While it works currently, it is not ideal: sorting 1,000,000 `Int32` values split across 2 MPI

ranks takes \~0.015s on my Intel i9 CPU and \~0.034s on my NVidia Quadro RTX4000 with Max-Q.

### References

This algorithm builds on prior art:

- [1] _Harsh V, Kale L, Solomonik E. Histogram sort with sampling._ : followed main ideas and theoretical results, but with deterministic sampling and original communication and interpolation optimisations.

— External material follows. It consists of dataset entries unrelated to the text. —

PR #517, opened 2018-04-07
 recording-daemon: added possibility to store audio streams to database

juha-h:
- added new column 'stream mediumblob' to 'recording_streams' table for audio streams
- added new option 'output-storage' with values 'file' (= default), 'db' or 'both'


rfuchs:
I've amended it slightly so that people who are already using the existing DB schema don't have to update it if they're not using the `db` output option. See commit af963a23f

juha-h:
Richard Fuchs writes:

> I've amended it slightly so that people who are already using the
> existing DB schema don't have to update it if they're not using the
> `db` output option. See commit af963a23f

I too had that in mind, i.e., use stream field only if storage mode is
'db' or 'both'.

-- Juha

- [2] _Sundar H, Malhotra D, Biros G. Hyksort: a new variant of hypercube quicksort on distributed memory architectures._

- [3] _Shi H, Schaeffer J. Parallel sorting by regular sampling._

- [4] _Solomonik E, Kale LV. Highly scalable parallel sorting._

- [5] _John Lapeyre, integer base-2 logarithm_ - https://github.com/jlapeyre/ILog2.jl.

- [6] _Byrne S, Wilcox LC, Churavy V. MPI. jl: Julia bindings for the Message Passing Interface._ : absolute heroes who made MPI a joy to use in Julia.

# License

`MPISort.jl` is MIT-licensed. Enjoy.